[Work request]: The records are given next. Repeat each one exactly.

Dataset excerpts
++++++++++++++++++++

PR #452, opened 2026-06-05
Add daily top8 model inference-optimization CI 

chennyiiis:
## Summary
- New `.github/workflows/inference-optimization-daily.yml`: runs a fixed InferenceX-comparison model set once per day, each model getting up to `--max-hours=24`, pulling the latest commit into the sandbox like `optimize-submit.yml`.
- Fixed pool in `ci/candidates/inferencex_daily_fixed.json` (10 models: DeepSeek R1, Kimi K2.6, MiniMax M2.5/M2.7, GLM-5/5.1, Qwen3-Next, Qwen3.6, gpt-oss-120b, MiMo V2.5-Pro). All rows are registered and pre-staged under `/wekafs/models` in `core42-hyperloom`, so SaFE register hits `local_path` (no re-download).

## Validation (local)
- `py_compile` + linter clean; workflow YAML parses; matrix emits 10 rows (GLM x2 with tp16/nodes2/rayjob_image, the other 8 tp8 unchanged).
- Dry-run: `--tp16 --nodes2` auto-forces `mode=claw` and injects the topology; guard rejects `--tp16 --nodes1` (exit 2); `nodes=1` yields an empty suffix (no behavior change for single-node).

## Test plan
- [ ] Confirm the 8 single-node models still submit normally (`mode=local`, tp8).


chennyiiis:
## Cross-Repo Prompt Cleanup Notes

This PR now has a paired SaFE backend PR: AMD-AGI/Primus-SaFE#593.

Hyperloom-side changes in this branch / PR context:

- `a124ca18` stopped forcing the InferenceX checkout path from CI by default.
- `71f12d18` stopped forcing OOB and TraceLens source paths into SaFE optimization task submissions by default.
- `3548ef1a` simplified `ci/prompt_prefix.txt`:
  - removed redundant `USER_DATA_PATH` export and mkdir;
  - removed prompt-prefix provenance file writes (`hyperloom_source_commit.txt`, `source_commits.json`);
  - removed extra prompt-prefix env exports that belong outside this prelude;
  - kept sandbox safety guardrails around broad `find`, unsafe `kill -9`, and long blocking shell calls;
  - added a clear “run this shell prelude” instruction.
- `46941cef` moved the daily fixed-model inference optimization schedule to 00:00 Beijing time / 16:00 UTC.

Current local follow-up in Hyperloom:

- `ci/prompt_prefix.txt` also has the new single-session safety rule locally:
  - after first launch, never start a new `optimize --model` / “Launch a New Optimization”;
  - terminal `state.json` `stop_reason` is final;
  - unexpected crash recovery must use `optimize --resume` in the same session dir.
- That same rule has already been added to SaFE-generated prompts in AMD-AGI/Primus-SaFE#593.

SaFE-side paired changes in AMD-AGI/Primus-SaFE#593:

- SaFE no longer defaults empty OOB / TraceLens request fields to `/hyperloom/OOB` or `/hyperloom/TraceLens-internal`.
- SaFE no longer prints `OOB path:` / `TraceLens path:` into generated optimization prompts.
- `oobPath` and `tracelensRoot` remain accepted fields for compatibility; they are just no longer silently defaulted into prompts.
- Prompt-builder tests were updated for the removed path lines and the new single-session rule.

Why both sides are needed:

- Hyperloom not sending default tool paths is not enough by itself, because SaFE previously filled empty values with its own defaults.
- The paired SaFE change prevents those stale defaults from reappearing in generated prompts, so sandbox-side Hyperloom setup / `install.sh` owns optional tool path discovery consistently.

chennyiiis:
Update pushed: `79735155 Fix session stop reason recovery.`

Changes included:
- `session.stop_reason` now falls back to the terminal CLOSE phase reason when top-level `state.stop_reason` is empty, and also when top-level is generic `time_exhausted` but CLOSE has a more specific reason such as `sweep_budget_exhausted`.
- Added `sweep_budget_exhausted` to `STOP_REASON_VOCAB` so the coordinator can preserve this reason at top-level instead of downgrading it.
- Added regression coverage for both cases: empty top-level stop_reason and generic top-level `time_exhausted` with specific CLOSE reason.
- Removed the proxy prefix from the default SGLang submit image in `ci/optimize_submit.py`; `_default_sglang_image()` now returns `primussafe/sglang:v0.5.11-rocm720-mi30x-profilerfix`.

Verification:
- `python -m pytest inference_optimizer/tests/test_breakdown_smoke.py::test_session_stop_reason_falls_back_to_close_phase inference_optimizer/tests/test_breakdown_smoke.py::test_session_stop_reason_prefers_specific_close_reason`
- `_default_sglang_image()` prints `primussafe/sglang:v0.5.11-rocm720-mi30x-profilerfix`.

xiaofei-zheng (approved):

PR #483, opened 2026-06-07
fix: inference-optimizer stability fixes (sglang OOM, model gate, patcher drift, pin deps)

xiaofei-zheng:
## Summary

Fixes 4 confirmed production failure modes discovered from 7 failed sessions after 2025-06-05 21:00 BJT:

- **sglang OOM on large-context models**: Inject `--context-length` cap into `EXTRA_SGLANG_ARGS` so models with huge `max_position_embeddings` (e.g. Mistral-Nemo 1M tokens) don't allocate 127GB workspace_buffer and crash. vllm/atom unaffected (they already pass `--max-model-len`).
- **Multimodal model fail-fast gate**: Whitelist-based preflight rejects non-text-generation models before expensive server boot. Explicit vision/multimodal signals (architecture denylist, model_type denylist, `vision_config`/`image_token_id` keys) are checked first, then text-generation markers (`ForCausalLM`/`LMHeadModel`) allow passage. Validated against 4,336 real model configs (4,209 allowed, 126 rejected, 0 errors).
- **Magpie patcher upstream-aware**: When Magpie upstream already uses atomic copy (`_copy_benchmark_script_atomic`), the patcher returns True (no-op) instead of failing with "legacy block not found".
- **Pin Magpie/InferenceX to commit SHAs**: Replicates the GEAK pin pattern (`git_fetch_pinned` helper). Eliminates version drift from upstream HEAD changes. Magpie patch step downgraded from fail-loud to fail-soft (expected no-op with pinned SHA).

## Test plan

- [x] `test_sglang_context_length_cap.py` — 24 tests covering cap logic, existing flag preservation, vllm/atom no-op, unreadable max_pos
- [x] `test_multimodal_gate.py` — 21 tests covering whitelist, denylist, vision keys, missing config, preflight persistence
- [x] `test_magpie_patcher.py` — 50 tests covering legacy patch, upstream-atomic no-op, region scoping, read-only deployment
- [x] `test_local_setup_script.py` — 3 new tests for pinned ref verification
- [x] All 141 focused regression tests pass
- [x] Real sglang server launch with Mistral-Nemo-12B (max_pos=1024000) confirms `context_length=8192`
- [x] Real model scan: `/wekafs/models` 4,336 configs classified correctly
- [x] Known problem models (`thomaskuo-gemma-3-12b-it-heretic`, `vanta-research-atom-v1-preview-12b`) correctly rejected
- [x] `bash -n` + `py_compile` on all modified files

### DIFF
--- a/inference_optimizer/cli.py
+++ b/inference_optimizer/cli.py
@@ -831,6 +831,52 @@ def _load_model_arch(workspace_root: Path, model_name: str) -> dict:
     return data
 
 
+def _load_model_config_dict(model_path: str) -> dict | None:
+    """Best-effort parse of ``<model_path>/config.json`` into a dict.
+
+    Shared soft-degrade reader used by every config.json-derived preflight /
+    KB-tag loader (never blocks launch): returns the parsed mapping, or
+    ``None`` when ``config.json`` is missing / unreadable / invalid-JSON /
+    not a JSON object. Callers decide how to treat ``None`` (the KB-tag loader
+    degrades to ``{}``; the unsupported-model gate degrades to "do not block").
+    """
+    if not model_path:
+        return None
+    cfg_path = Path(model_path) / "config.json"
+    try:
+        raw = cfg_path.read_text(encoding="utf-8")
+    except FileNotFoundError:
+        return None
+    except OSError as exc:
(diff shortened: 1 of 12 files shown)


ZhengGong-amd (approved):
Tested by xiaofei, approved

++++++++++++++++++++

[Answer]:
PR #452, opened 2026-06-05
Add daily top8 model inference-optimization CI 

chennyiiis:
## Summary
- New `.github/workflows/inference-optimization-daily.yml`: runs a fixed InferenceX-comparison model set once per day, each model getting up to `--max-hours=24`, pulling the latest commit into the sandbox like `optimize-submit.yml`.
- Fixed pool in `ci/candidates/inferencex_daily_fixed.json` (10 models: DeepSeek R1, Kimi K2.6, MiniMax M2.5/M2.7, GLM-5/5.1, Qwen3-Next, Qwen3.6, gpt-oss-120b, MiMo V2.5-Pro). All rows are registered and pre-staged under `/wekafs/models` in `core42-hyperloom`, so SaFE register hits `local_path` (no re-download).

## Validation (local)
- `py_compile` + linter clean; workflow YAML parses; matrix emits 10 rows (GLM x2 with tp16/nodes2/rayjob_image, the other 8 tp8 unchanged).
- Dry-run: `--tp16 --nodes2` auto-forces `mode=claw` and injects the topology; guard rejects `--tp16 --nodes1` (exit 2); `nodes=1` yields an empty suffix (no behavior change for single-node).

## Test plan
- [ ] Confirm the 8 single-node models still submit normally (`mode=local`, tp8).


chennyiiis:
## Cross-Repo Prompt Cleanup Notes

This PR now has a paired SaFE backend PR: AMD-AGI/Primus-SaFE#593.

Hyperloom-side changes in this branch / PR context:

- `a124ca18` stopped forcing the InferenceX checkout path from CI by default.
- `71f12d18` stopped forcing OOB and TraceLens source paths into SaFE optimization task submissions by default.
- `3548ef1a` simplified `ci/prompt_prefix.txt`:
  - removed redundant `USER_DATA_PATH` export and mkdir;
  - removed prompt-prefix provenance file writes (`hyperloom_source_commit.txt`, `source_commits.json`);
  - removed extra prompt-prefix env exports that belong outside this prelude;
  - kept sandbox safety guardrails around broad `find`, unsafe `kill -9`, and long blocking shell calls;
  - added a clear “run this shell prelude” instruction.
- `46941cef` moved the daily fixed-model inference optimization schedule to 00:00 Beijing time / 16:00 UTC.

Current local follow-up in Hyperloom:

- `ci/prompt_prefix.txt` also has the new single-session safety rule locally:
  - after first launch, never start a new `optimize --model` / “Launch a New Optimization”;
  - terminal `state.json` `stop_reason` is final;
  - unexpected crash recovery must use `optimize --resume` in the same session dir.
- That same rule has already been added to SaFE-generated prompts in AMD-AGI/Primus-SaFE#593.

SaFE-side paired changes in AMD-AGI/Primus-SaFE#593:

- SaFE no longer defaults empty OOB / TraceLens request fields to `/hyperloom/OOB` or `/hyperloom/TraceLens-internal`.
- SaFE no longer prints `OOB path:` / `TraceLens path:` into generated optimization prompts.
- `oobPath` and `tracelensRoot` remain accepted fields for compatibility; they are just no longer silently defaulted into prompts.
- Prompt-builder tests were updated for the removed path lines and the new single-session rule.

Why both sides are needed:

- Hyperloom not sending default tool paths is not enough by itself, because SaFE previously filled empty values with its own defaults.
- The paired SaFE change prevents those stale defaults from reappearing in generated prompts, so sandbox-side Hyperloom setup / `install.sh` owns optional tool path discovery consistently.

chennyiiis:
Update pushed: `79735155 Fix session stop reason recovery.`

Changes included:
- `session.stop_reason` now falls back to the terminal CLOSE phase reason when top-level `state.stop_reason` is empty, and also when top-level is generic `time_exhausted` but CLOSE has a more specific reason such as `sweep_budget_exhausted`.
- Added `sweep_budget_exhausted` to `STOP_REASON_VOCAB` so the coordinator can preserve this reason at top-level instead of downgrading it.
- Added regression coverage for both cases: empty top-level stop_reason and generic top-level `time_exhausted` with specific CLOSE reason.
- Removed the proxy prefix from the default SGLang submit image in `ci/optimize_submit.py`; `_default_sglang_image()` now returns `primussafe/sglang:v0.5.11-rocm720-mi30x-profilerfix`.

Verification:
- `python -m pytest inference_optimizer/tests/test_breakdown_smoke.py::test_session_stop_reason_falls_back_to_close_phase inference_optimizer/tests/test_breakdown_smoke.py::test_session_stop_reason_prefers_specific_close_reason`
- `_default_sglang_image()` prints `primussafe/sglang:v0.5.11-rocm720-mi30x-profilerfix`.

xiaofei-zheng (approved):

PR #483, opened 2026-06-07
fix: inference-optimizer stability fixes (sglang OOM, model gate, patcher drift, pin deps)

xiaofei-zheng:
## Summary

Fixes 4 confirmed production failure modes discovered from 7 failed sessions after 2025-06-05 21:00 BJT:

- **sglang OOM on large-context models**: Inject `--context-length` cap into `EXTRA_SGLANG_ARGS` so models with huge `max_position_embeddings` (e.g. Mistral-Nemo 1M tokens) don't allocate 127GB workspace_buffer and crash. vllm/atom unaffected (they already pass `--max-model-len`).
- **Multimodal model fail-fast gate**: Whitelist-based preflight rejects non-text-generation models before expensive server boot. Explicit vision/multimodal signals (architecture denylist, model_type denylist, `vision_config`/`image_token_id` keys) are checked first, then text-generation markers (`ForCausalLM`/`LMHeadModel`) allow passage. Validated against 4,336 real model configs (4,209 allowed, 126 rejected, 0 errors).
- **Magpie patcher upstream-aware**: When Magpie upstream already uses atomic copy (`_copy_benchmark_script_atomic`), the patcher returns True (no-op) instead of failing with "legacy block not found".
- **Pin Magpie/InferenceX to commit SHAs**: Replicates the GEAK pin pattern (`git_fetch_pinned` helper). Eliminates version drift from upstream HEAD changes. Magpie patch step downgraded from fail-loud to fail-soft (expected no-op with pinned SHA).

## Test plan

- [x] `test_sglang_context_length_cap.py` — 24 tests covering cap logic, existing flag preservation, vllm/atom no-op, unreadable max_pos
- [x] `test_multimodal_gate.py` — 21 tests covering whitelist, denylist, vision keys, missing config, preflight persistence
- [x] `test_magpie_patcher.py` — 50 tests covering legacy patch, upstream-atomic no-op, region scoping, read-only deployment
- [x] `test_local_setup_script.py` — 3 new tests for pinned ref verification
- [x] All 141 focused regression tests pass
- [x] Real sglang server launch with Mistral-Nemo-12B (max_pos=1024000) confirms `context_length=8192`
- [x] Real model scan: `/wekafs/models` 4,336 configs classified correctly
- [x] Known problem models (`thomaskuo-gemma-3-12b-it-heretic`, `vanta-research-atom-v1-preview-12b`) correctly rejected
- [x] `bash -n` + `py_compile` on all modified files

### DIFF
--- a/inference_optimizer/cli.py
+++ b/inference_optimizer/cli.py
@@ -831,6 +831,52 @@ def _load_model_arch(workspace_root: Path, model_name: str) -> dict:
     return data
 
 
+def _load_model_config_dict(model_path: str) -> dict | None:
+    """Best-effort parse of ``<model_path>/config.json`` into a dict.
+
+    Shared soft-degrade reader used by every config.json-derived preflight /
+    KB-tag loader (never blocks launch): returns the parsed mapping, or
+    ``None`` when ``config.json`` is missing / unreadable / invalid-JSON /
+    not a JSON object. Callers decide how to treat ``None`` (the KB-tag loader
+    degrades to ``{}``; the unsupported-model gate degrades to "do not block").
+    """
+    if not model_path:
+        return None
+    cfg_path = Path(model_path) / "config.json"
+    try:
+        raw = cfg_path.read_text(encoding="utf-8")
+    except FileNotFoundError:
+        return None
+    except OSError as exc:
(diff shortened: 1 of 12 files shown)


ZhengGong-amd (approved):
Tested by xiaofei, approved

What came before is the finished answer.